## What is needed
Say how many lines in the material below hold the word "single", and say nothing else.

## Extracted data
Issue #674, opened 2022-12-16
Update tasks reference


hsablonniere:
Document tasks that aren't documented:

* [x] `components:check-type-imports` @Galimede 
* [x] `components:generate-icons-assets` @roberttran-cc 
* [x] `preview:get` @pdesoyres-cc 
* [x] `stylelint` @Galimede 
* [x] `stylelint:ci` @Galimede 
* [x] `stylelint:fix` @Galimede 
* [x] `test:cem` ??
* [x] `test:cem:watch` ??
* [x] `test:watch` ??
* [x] `typecheck` @florian-sanders-cc or @Galimede 

Complete some documentation with links:

* [x] `cdn-preview:ui` @pdesoyres-cc 
  * link to detailed build documentation about the CDN mode
* [x] `cdn-release:build` @pdesoyres-cc 
  * link to detailed build documentation
* [x] `cdn-release:publish` @pdesoyres-cc 
  * link to detailed build documentation about the CDN mode
* [x] `cdn-release:ui` @pdesoyres-cc 
  * link to detailed build documentation about the CDN mode
* [x] `components:build` ??
  * link to detailed build documentation

PR #1116, opened 2024-07-17
Add "typecheck:stats" task to display how many files are typechecked

hsablonniere:
Display something like this:

image

We can always adjust the categories and patterns in the future...

This PR also does some cleanup in the tasks defined in `package.json` and documented in `tasks.md`. The rest of the documentation update will be done through #674.


tasks/generate-icons-assets.js
```diff
@@ -27,9 +27,9 @@ async function run() {
  * @param {object} config config defining icons to be built
  * @param {string} config.namespace icon namespace
  * @param {string} config.glob icon files glob
- * @param {array<object>|null} config.svgoPlugins plugins to pass to SVGO
+ * @param {Array<object>|null} config.svgoPlugins plugins to pass to SVGO
```
pdesoyres-cc, line 30: nitpick: maybe split changes in that file into a separate commit

tasks/typechecking-stats.js
```diff
@@ -0,0 +1,67 @@
+import rawGlob from 'glob';
+import json5 from 'json5';
+import fs from 'node:fs/promises';
+import { promisify } from 'node:util';
+
+const globOne = promisify(rawGlob);
+
+/**
+ * @param {string[]} patterns
```
pdesoyres-cc, line 9: nitpick: I prefer `Array<string>` instead of `string[]`. Do what you want with that.

pdesoyres-cc (changes requested):
Nice. I have just a few comments.

florian-sanders-cc (approved):
Thanks for this command :heart_eyes_cat: 

I think it does a great good job and I like the categories you have selected :+1:

We may need to revisit it later on when we have many components included and we decide to rely on `exclude` and / or glob patterns.

HeleneAmouzou (approved):
Thanks and GG ! :clap: 
This PR made me discover new files in the `clever-components` project !

tasks/typechecking-stats.js
hsablonniere: I have two wishes:

* that we (the JS world) did not have both similar options in the first place
* that we (the component maintainers) always did the same

I updated to `Array<string>` :wink:

PR #1121, opened 2024-07-22
chore(test): force using en_US locale on browser

pdesoyres-cc:


Galimede (approved):
Thanks for the fix, it works now! :muscle: :tada:

PR #1131, opened 2024-07-30
fix(cc-input-text): match text and input

### LINKED ISSUE #1130: cc-input-text: fix text and area mismatch
The text and the span area where the text is supposed to be displayed are offset.

Screenshot from 2024-07-30 16-00-07

HeleneAmouzou:
Fixes #1130

### How to review ?
- Check the code.
- Check the `cc-input-text` stories in the preview.
- Check some components using `cc-input-text` (for instance `cc-addon-admin`).

2 reviewers should be enough.


florian-sanders-cc (approved):
Nice catch & nice reactivity! Thanks :rocket:

PR #1135, opened 2024-07-31
feat(cc-domain-management): display all A Records within a single input

### LINKED ISSUE #1134: cc-domain-management: make it possible to copy all A Records at once
## Context

Currently, each A Record is displayed within a separate `cc-input-text`. 

This is inherited from the legacy screen and has not been reconsidered properly to improve UX experience.

When dealing with A Records, people may want to add all records at once and the current UX makes this fairly painful.

We should explore using a single `cc-input-text` with `multi` (`textarea` mode) to contain all A Records. This way users can copy all values at once and format them properly for their registrar.

florian-sanders-cc:
Fixes #1134

## What does this PR do?

- Changes the display of A Record values within the `DNS configuration` section to show all of them within a single `<cc-input-text>` element in `multi` (`textarea` mode).
- This makes it possible for users to copy all values at once.

## How to review?

- Review the commit,
- Check the [preview (bottom of the screen, within the DNS config section)](https://clever-components-preview.cellar-c2.services.clever-cloud.com/cc-domain-management/textarea-for-a-records/index.html?path=/story/%F0%9F%9B%A0-domains-cc-domain-management--data-loaded-with-http-only-domain)
- Give your opinion on whether you want to see this merged or not :
  - :+1: Yes merge this, it's better this way.
  - :-1: No, don't merge this. We should stick with separate `<cc-input-text>`  for each A record value + add a global copy button.
- Everybody should review since I want as many opinions as possible :wink:

### DIFF
--- a/src/components/cc-domain-management/cc-domain-management.js
+++ b/src/components/cc-domain-management/cc-domain-management.js
@@ -592,17 +592,14 @@ export class CcDomainManagement extends LitElement {
         <div slot="title">${i18n('cc-domain-management.dns.a.heading')}</div>
         <div slot="info">${i18n('cc-domain-management.dns.a.desc')}</div>
         <div class="a-records">
-          ${aRecords.map(
-            (aRecord, index) => html`
-              <cc-input-text
-                hidden-label
-                label="${i18n('cc-domain-management.dns.a.label', { index: index + 1 })}"
-                readonly
-                clipboard
-                value=${aRecord}
-              ></cc-input-text>
-            `,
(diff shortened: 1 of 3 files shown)


roberttran-cc (approved):

pdesoyres-cc (approved):
Nice, I like it like that

HeleneAmouzou (approved):
LGTM ! :clap:

Galimede (approved):
LGTM, thanks! :muscle:

PR #1140, opened 2024-08-05
Web test runner: Mocha like reporter

florian-sanders-cc:
## What does this PR do?

- upgrades `@web/test-runner` to `0.18.3` (+ its dependencies to latest versions),
- use `summaryReporter` to get a reporter with the same style as Mocha (only when not in CI),
- filter irrelevant logs.

## How to review?

- Check the commit,
- Check the test results from the latest action, the report should look the same as before without irrelevant browser logs,
- Run tests locally to see the report (should be more detailed than usually).


roberttran-cc (approved):
Agree for having this output for local tests only!

Galimede (approved):
LGTM, that's nice! :muscle: 

+1 to keep this reporter local. :+1:

hsablonniere (approved):
LGTM :+1: 

Agreed on the "only for local tests".

pdesoyres-cc (approved):
LGTM

PR #1148, opened 2024-09-05
fix(cem-types-plugin): ignore non relative path imports

Galimede:
## What does this PR do?

* When using bare imports in the types, the plugin tried to look up in the corresponding file the subtypes. However, we don't want that and only want to use the type from the bare import.
* This PR also makes the plugin exit to `1` if an error has been detected.


florian-sanders-cc:
LGTM! Thanks for fixing this issue so quickly :rocket:

florian-sanders-cc (approved):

## Answer below
3